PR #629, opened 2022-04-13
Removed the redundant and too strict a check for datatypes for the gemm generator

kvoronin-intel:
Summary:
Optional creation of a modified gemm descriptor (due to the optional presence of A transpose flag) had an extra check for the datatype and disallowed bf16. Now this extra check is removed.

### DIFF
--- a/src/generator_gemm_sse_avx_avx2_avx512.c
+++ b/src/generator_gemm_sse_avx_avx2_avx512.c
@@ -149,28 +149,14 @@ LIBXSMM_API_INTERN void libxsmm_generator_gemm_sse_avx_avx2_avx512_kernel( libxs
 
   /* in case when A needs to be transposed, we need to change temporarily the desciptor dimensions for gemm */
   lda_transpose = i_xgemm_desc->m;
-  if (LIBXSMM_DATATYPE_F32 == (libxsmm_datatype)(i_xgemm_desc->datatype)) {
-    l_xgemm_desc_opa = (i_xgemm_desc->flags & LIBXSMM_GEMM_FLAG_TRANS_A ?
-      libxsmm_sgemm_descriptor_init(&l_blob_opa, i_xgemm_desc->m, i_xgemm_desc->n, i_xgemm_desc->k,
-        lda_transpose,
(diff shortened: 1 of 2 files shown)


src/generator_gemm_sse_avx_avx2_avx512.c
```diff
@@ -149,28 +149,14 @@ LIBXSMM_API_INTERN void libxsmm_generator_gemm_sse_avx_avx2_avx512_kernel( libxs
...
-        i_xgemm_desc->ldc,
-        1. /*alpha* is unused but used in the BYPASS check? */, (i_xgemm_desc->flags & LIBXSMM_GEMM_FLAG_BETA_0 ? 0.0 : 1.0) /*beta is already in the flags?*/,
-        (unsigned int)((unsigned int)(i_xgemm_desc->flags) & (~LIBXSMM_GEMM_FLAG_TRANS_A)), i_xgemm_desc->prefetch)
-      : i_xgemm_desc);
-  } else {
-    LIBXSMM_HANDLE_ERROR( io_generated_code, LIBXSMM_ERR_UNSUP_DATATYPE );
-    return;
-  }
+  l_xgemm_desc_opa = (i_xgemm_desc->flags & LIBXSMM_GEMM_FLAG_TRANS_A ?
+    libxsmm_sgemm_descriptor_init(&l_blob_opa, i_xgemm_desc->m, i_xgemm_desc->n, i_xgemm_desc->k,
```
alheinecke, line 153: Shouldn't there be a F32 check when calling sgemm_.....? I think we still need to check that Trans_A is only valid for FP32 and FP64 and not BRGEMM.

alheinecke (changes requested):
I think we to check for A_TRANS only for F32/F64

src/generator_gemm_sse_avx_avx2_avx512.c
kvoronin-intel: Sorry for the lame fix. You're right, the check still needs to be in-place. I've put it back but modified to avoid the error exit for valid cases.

**Work order:**
For the entries above, transcribe precisely the lines from the one with "lda_transpose = i_xgemm_desc->m;" through the end, including both.

**Solution:**
   lda_transpose = i_xgemm_desc->m;
-  if (LIBXSMM_DATATYPE_F32 == (libxsmm_datatype)(i_xgemm_desc->datatype)) {
-    l_xgemm_desc_opa = (i_xgemm_desc->flags & LIBXSMM_GEMM_FLAG_TRANS_A ?
-      libxsmm_sgemm_descriptor_init(&l_blob_opa, i_xgemm_desc->m, i_xgemm_desc->n, i_xgemm_desc->k,
-        lda_transpose,
(diff shortened: 1 of 2 files shown)


src/generator_gemm_sse_avx_avx2_avx512.c
```diff
@@ -149,28 +149,14 @@ LIBXSMM_API_INTERN void libxsmm_generator_gemm_sse_avx_avx2_avx512_kernel( libxs
...
-        i_xgemm_desc->ldc,
-        1. /*alpha* is unused but used in the BYPASS check? */, (i_xgemm_desc->flags & LIBXSMM_GEMM_FLAG_BETA_0 ? 0.0 : 1.0) /*beta is already in the flags?*/,
-        (unsigned int)((unsigned int)(i_xgemm_desc->flags) & (~LIBXSMM_GEMM_FLAG_TRANS_A)), i_xgemm_desc->prefetch)
-      : i_xgemm_desc);
-  } else {
-    LIBXSMM_HANDLE_ERROR( io_generated_code, LIBXSMM_ERR_UNSUP_DATATYPE );
-    return;
-  }
+  l_xgemm_desc_opa = (i_xgemm_desc->flags & LIBXSMM_GEMM_FLAG_TRANS_A ?
+    libxsmm_sgemm_descriptor_init(&l_blob_opa, i_xgemm_desc->m, i_xgemm_desc->n, i_xgemm_desc->k,
```
alheinecke, line 153: Shouldn't there be a F32 check when calling sgemm_.....? I think we still need to check that Trans_A is only valid for FP32 and FP64 and not BRGEMM.

alheinecke (changes requested):
I think we to check for A_TRANS only for F32/F64

src/generator_gemm_sse_avx_avx2_avx512.c
kvoronin-intel: Sorry for the lame fix. You're right, the check still needs to be in-place. I've put it back but modified to avoid the error exit for valid cases.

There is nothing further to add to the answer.